Тюремные записки | страница 70
Я все это понял очень рано, потому что писал жалобы соседям, используя слабые места в их приговорах, но никогда не интересуясь, что же было на самом деле. С меня вполне было достаточно того, что уже было известно следователям. Не знаю, откуда этому правилу — никогда и никому не говорить то, что его не касается научился Андрей Шилков, но мы с ним вполне понимали друг друга и никогда его не нарушали. Но когда в мае 1988 года гэбистами был убит наш печатник, оказалось, что я не знаю ни его имени, ни места работы — поиски людей рисковавших на случайных ксероксах печатать «Гласность» были делом Андрея и мы никогда с ним об этом не говорили.
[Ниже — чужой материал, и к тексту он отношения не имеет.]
PR #414, opened 2021-08-21
Set recording comments: Exclude "Add release" page

kellnerd:
Script causes a type error on this page which is unintentionally matched.

### DIFF
--- a/set-recording-comments.user.js
+++ b/set-recording-comments.user.js
@@ -1,16 +1,15 @@
 // ==UserScript==
 // @name           MusicBrainz: Set recording comments for a release
 // @description    Batch set recording comments from a Release page.
-// @version        2021.8.5.1
+// @version        2021.8.22.1
 // @author         Michael Wiencek
 // @license        X11
 // @namespace      790382e7-8714-47a7-bfbd-528d0caa2333
 // @downloadURL    https://raw.githubusercontent.com/murdos/musicbrainz-userscripts/master/set-recording-comments.user.js
 // @updateURL      https://raw.githubusercontent.com/murdos/musicbrainz-userscripts/master/set-recording-comments.user.js
 // @match          *://*.musicbrainz.org/release/*
-// @match          *://*.mbsandbox.org/release/*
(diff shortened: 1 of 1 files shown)


set-recording-comments.user.js
```diff
@@ -11,6 +11,7 @@
 // @match          *://*.mbsandbox.org/release/*
 // @exclude        *musicbrainz.org/release/*/*
 // @exclude        *.mbsandbox.org/release/*/*
```
murdos, line 13: mbsandbox.org doesn't seem to be online anymore: could you remove the two mentions here and on L.11?

set-recording-comments.user.js
```diff
@@ -11,6 +11,7 @@
 // @match          *://*.mbsandbox.org/release/*
 // @exclude        *musicbrainz.org/release/*/*
```
murdos, line 12: Could you update this one so all expressions are similar? (adding prefix `*://`)

set-recording-comments.user.js
kellnerd: Sure thing, I have now removed them and made the match/exclude patterns consistent. I was not sure whether these sandboxes were internal servers or so and hesitated to remove something that did no harm.

set-recording-comments.user.js
kellnerd: Sorry, I just remembered that the `@match` patterns do not work for `@exclude` rules. You either have to use the rule as it already is or use `@exclude-match`. Please do not merge yet, I will fix it again!

kellnerd: I decided to go with `@exclude *musicbrainz.org/release/add*` which will also match possible query parameters while `@exclude-match *://*.musicbrainz.org/release/add` would have been cleaner but unfortunately incompatible with Greasemonkey.

murdos: Good catch and well done! :+1: 
Is this ready to be merged? It seems so, but I'd rather ask to be sure.

kellnerd: Yes it is 😇

PR #419, opened 2021-09-05
mb_discids_detector: Fix regex pattern for title/artists.

djl:
At least one Gazelle site recently changed from using a regular hyphen to an en dash. Update the regex to include this character.


kellnerd:
I don't use this script, but since it's a trivial change, I could probably merge it nevertheless (I'm just looking through unmerged PRs).
Do you have a link to an example where this happens?

PR #423, opened 2021-09-22
Fix "Error loading dependencies."

11xx:
Recovered the `http://pajhome.org.uk/crypt/md5/sha1.js` file from the Wayback Machine and updated the `// @require` with a gist link


djl:
(http://pajhome.org.uk/crypt/md5/sha1.js is still working for me)

But if this request is to be merged, it might be a better idea to bundle the script like I've done in [my old PR](https://github.com/murdos/musicbrainz-userscripts/pull/290) instead of hosting it in gist (which may also disappear at some point).

11xx:
oh fine if it's working, sowwy

PR #424, opened 2021-09-22
CSS for the line break in the "Import into MB" button in deezer.com

11xx:
Apparently it was an issue only noticeable in deezer.com:

Before the style
2021-09-22-08-03-53-screenshot

After the style
2021-09-22-08-05-33-screenshot


murdos:
Thanks @11xx !

PR #426, opened 2021-09-26
bandcamp_importer: Update atisket URL.

djl:
The consensus seems to be that this is the maintained instance now.


atj:
Thanks for submitting this change. I'll continue to maintain the instance (with some assistance) until a suitable replacement materialises.

PR #432, opened 2021-10-14
Show warning before edit comments on recordings used on other releases.

mattgoldspink:
The key changes are:
 - After loading the recordings for the release, make api calls for each recording's details
 - As this is happening show a message when the "Set Recording Comments" is shown that says there are still {x} recordings being loaded
 - When a recording is associated with more than one release, show inline next to the title of the recording a clear warning about how many this is associated with
 - In addition now show a warning in the "Set Recording Comments" form that some recordings need to be double checked before submitting.

Animated Preview:
image

In addition I moved the setInterval call to be after the check for the pathname, otherwise we end up
making a lot of unnecessary API requests which we won't be able to act upon.

I also changed to use the `fetch` api because `$.get` error handling is currently broken by the Sentry upgrade in MB.

### DIFF
--- a/set-recording-comments.user.js
+++ b/set-recording-comments.user.js
@@ -1,7 +1,7 @@
 // ==UserScript==
 // @name           MusicBrainz: Set recording comments for a release
 // @description    Batch set recording comments from a Release page.
-// @version        2021.8.22.1
+// @version        2021.10.14.1
 // @author         Michael Wiencek
 // @license        X11
 // @namespace      790382e7-8714-47a7-bfbd-528d0caa2333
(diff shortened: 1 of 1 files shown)


kellnerd:
You are welcome. I'm only a contributor here, just like you, I don't have the power to merge or close PRs :)
If you don't want to close this PR yourself yet, you could also wait for other opinions and let @murdos (or one of the collaborators) decide.

jesus2099:
Sorry @mattgoldspink it's [because of me](https://community.metabrainz.org/t/voting-auto-editor-request-thread/21591/892?u=jesus2099) that you created this PR. 🙇

I didn't know that @ROpdebee QoL script.

mattgoldspink:
Not a problem at all @jesus2099! @ROpdebee's script is much better and I also discovered his one to seed DJ-mix comments, which was my original goal! So it's saved me a huge amount of time :)

PR #434, opened 2021-10-17
New importer script for HDtracks

kellnerd:
The script had been [requested on the forums](https://community.metabrainz.org/t/hd-tracks-importer-script/550327?u=kellnerd) and I volunteered to implement it. In addition to the standard _Import_ and _Search_ buttons, it also has a button to submit ISRCs (via https://magicisrc.kepstin.ca). Screenshots of the running userscript and feedback can also be found in the above forum thread.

После убийства говорить об этом тоже было бессмысленно — запуганная гэбистами вдова печатника во всем винила покойного мужа и нас и любую информацию о его убийстве назвала бы клеветой и выдумкой. А через несколько лет, когда она бы уже не так боялась, случилось так много всего, а потом и Андрей уехал в Израиль, а я так и не узнал фамилию первого убитого сотрудника «Гласности».
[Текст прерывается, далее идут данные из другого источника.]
PR #439, opened 2021-11-12
vgmdb_importer: Fix websites bug

### LINKED ISSUE #404: VGMdb Importer stopped working
Up until last night the imported worked flawlessly but when I tried using it today, the import isn't showing on any release 
image
Tried reinstalling the script and changing from Tampermonkey to Violentmonkey but it isn't working on neither.
Also tried switching from Vivaldi browser to Firefox, still not working

augustjanse:
Broke when there was `websites` but no `websites['Commercial']`. Fixes #404.

### DIFF
--- a/vgmdb_importer.user.js
+++ b/vgmdb_importer.user.js
@@ -2,7 +2,7 @@
 // @name           Import VGMdb releases into MusicBrainz
 // @namespace      https://github.com/murdos/musicbrainz-userscripts/
 // @description    One-click importing of releases from vgmdb.net into MusicBrainz
-// @version        2021.7.13.1
+// @version        2021.11.12.1
 // @downloadURL    https://raw.githubusercontent.com/murdos/musicbrainz-userscripts/master/vgmdb_importer.user.js
 // @updateURL      https://raw.githubusercontent.com/murdos/musicbrainz-userscripts/master/vgmdb_importer.user.js
 // @include        /^https://vgmdb.net/(album|artist|org)/\d+
@@ -138,7 +138,7 @@ function mapUrls(vgmdbLink, stores, websites) {
         }
     }
 
-    if (websites) {
+    if (websites && websites['Commercial']) {
         for (const commercial of websites['Commercial']) {
             // Seems to fill same purpose as stores for albums
             urls.push({ url: commercial['link'] });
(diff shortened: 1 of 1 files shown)


vgmdb_importer.user.js
```diff
@@ -2,7 +2,7 @@
 // @name           Import VGMdb releases into MusicBrainz
 // @namespace      https://github.com/murdos/musicbrainz-userscripts/
 // @description    One-click importing of releases from vgmdb.net into MusicBrainz
-// @version        2021.7.13.1
+// @version        2021.11.12.1
 // @downloadURL    https://raw.githubusercontent.com/murdos/musicbrainz-userscripts/master/vgmdb_importer.user.js
 // @updateURL      https://raw.githubusercontent.com/murdos/musicbrainz-userscripts/master/vgmdb_importer.user.js
 // @include        /^https://vgmdb.net/(album|artist|org)/\d+
```
kellnerd, line 8: Thanks, the fix for the missing `Commercial` attribute itself looks good to me, but I noticed that the regex of the include rule is broken:
```suggestion
// @include        /^https://vgmdb.net/(album|artist|org)/\d+/
```
Not sure how this has been working before, since the terminating slash had been missing right from the start.
But I could swear that the userscript did also work for me (Firefox/Violentmonkey) before... Maybe I had fixed that locally and forgot to submit a PR?

kellnerd (changes requested):

vgmdb_importer.user.js
augustjanse: Huh, I guess that's right: https://wiki.greasespot.net/Include_and_exclude_rules

I don't think I every used this script with anything other than Tampermonkey. Did it stop working in Violentmonkey when you tried this patch out?

kellnerd: Yes, it did work for two of the three example releases from https://github.com/murdos/musicbrainz-userscripts/issues/404#issuecomment-927127335. Then I installed the patched version from this PR and it was no longer being injected at all, that's why I guessed that I probably had fixed my local installation.

augustjanse: Makes sense, thanks for the fix!

kellnerd (approved):

PR #440, opened 2021-11-13
Small mbimport.js fixes

jesus2099:
- Fix doc `artist_credit.mbid` (not `artist_mbid`)
- Allow no labels or no urls without crashing the script

### DIFF
--- a/lib/mbimport.js
+++ b/lib/mbimport.js
@@ -52,7 +52,7 @@
  *         {
  *             credited_name,
  *             artist_name,
- *             artist_mbid,
+ *             mbid,
  *             joinphrase
  *         },
  *         ...
--- a/lib/mbimport.js
+++ b/lib/mbimport.js
@@ -189,20 +189,24 @@ var MBImport = (function () {
         appendParameter(parameters, 'annotation', release.annotation);
 
         // Label + catnos
-        for (let i = 0; i < release.labels.length; i++) {
-            let label = release.labels[i];
-            appendParameter(parameters, `labels.${i}.name`, label.name);
-            appendParameter(parameters, `labels.${i}.mbid`, label.mbid);
-            if (label.catno != 'none') {
-                appendParameter(parameters, `labels.${i}.catalog_number`, label.catno);
+        if (Array.isArray(release.labels)) {
+            for (let i = 0; i < release.labels.length; i++) {
+                let label = release.labels[i];
+                appendParameter(parameters, `labels.${i}.name`, label.name);
+                appendParameter(parameters, `labels.${i}.mbid`, label.mbid);
+                if (label.catno != 'none') {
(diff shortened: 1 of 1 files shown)


lib/mbimport.js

В этот раз в карцер ко мне неожиданно пришел начальник тюрьмы Кузнецов с парой каких-то сопровождающих — я так и не узнал кто из них кто. Кузнецов явно ожидал от меня жалоб, скорее даже просьб, но я опять, как месяцев шесть назад в больнице, сказал, что письма большей частью пропадают, а уж о бредовых постановлениях, по которым меня сажают в карцер, говорить можно только с прокурором. Но он у вас, вероятно, свой, а поэтому жалоб я пока не пишу. Кузнецов явно ожидал чего-то другого и по смыслу и по интонации, хотя бы вопроса — «Ну что вам от меня нужно, зачем привязались». После чего можно было начать объяснения… но не дождался, неуклюже помялся в карцере и уходя сказал:
— Все это потом скажется на вашем здоровье.
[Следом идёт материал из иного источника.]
PR #446, opened 2021-12-03
Bandcamp:  Correctly split "artist - title" & ESLint fixes

kellnerd:
Fixes ESLint errors and bumps the version (still necessary after #441 has been merged).

Correctly splits "artist - title" patterns for releases with per-track artists using a non-greedy expression for the artist as the title might contain the " - " separator (e.g. for ETI). It might be possible in certain cases that the artist credit contains the separator instead, but I'd rather accidentally have an artist as part of the title (rarer and easier to fix, especially if " - " separates multiple artists which have to be split anyway) than the artist containing parts of the title.

### DIFF
--- a/bandcamp_importer.user.js
+++ b/bandcamp_importer.user.js
@@ -114,7 +114,7 @@ const BandcampImport = {
             let title = bctrack.title;
             let artist = [];
             if (various_artists) {
-                let m = bctrack.title.match(/^(.+) - (.+)$/);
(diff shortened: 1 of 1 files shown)


kellnerd:
I would like to have a second opinion regarding the second change, since I am not entirely sure how often the two cases actually occur. Examples which I used for testing:

- Separator used for multiple artists: https://underratedrecords.bandcamp.com/album/-
- Separator as part of the title: https://manuelbackert.bandcamp.com/album/christmoss-time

Следующая камера была с двумя молодыми, довольно беспомощными зеками, одного из которых — Базилевского я даже помнил по сборке, когда нас привезли в тюрьму. Почему их посадили в малую неработающую камеру из явно положенных им рабочих камер, я не спрашивал, да и они явно не хотели рассказывать. Зато я узнал в подробностях, какой режим царит в рабочих камерах.
Оказалось, что все бригадиры с двумя-тремя помощниками, как правило, напрямую сотрудничают с оперчастью, а, главное, следят за неукоснительным выполнением нормы выработки. Производственные показатели и, видимо, связанные с этим доходы очень важны для тюремного руководства. При этом нормы (мне рассказывали о шитье брезентовых рукавиц) очень высоки и трудны даже для молодых людей, которые и попадают сплошь на усиленный режим. От выполнения (а в лучшем случае и перевыполнения) нормы выработки зависит и величина ларька, возможность покупки хлеба, маргарина, карамели, сигарет «Дымок». А Верхнеуральск был голодной тюрьмой, самой голодной из всех СИЗО, тюрем и пересылок, которые я встречал. В ней и без того жалкий тюремный рацион был уменьшен примерно на треть — вместо баланды давалась прозрачная, розовая — видимо подкрашенная свеклой вода, в которой плавал один маленький кусочек картошки. Это и без того было очень тяжело для молодых людей, но если их еще и заставляли ежедневно тяжело работать — еда становилась основным, хотя и дополняемым безмерной жестокостью средством воспитания.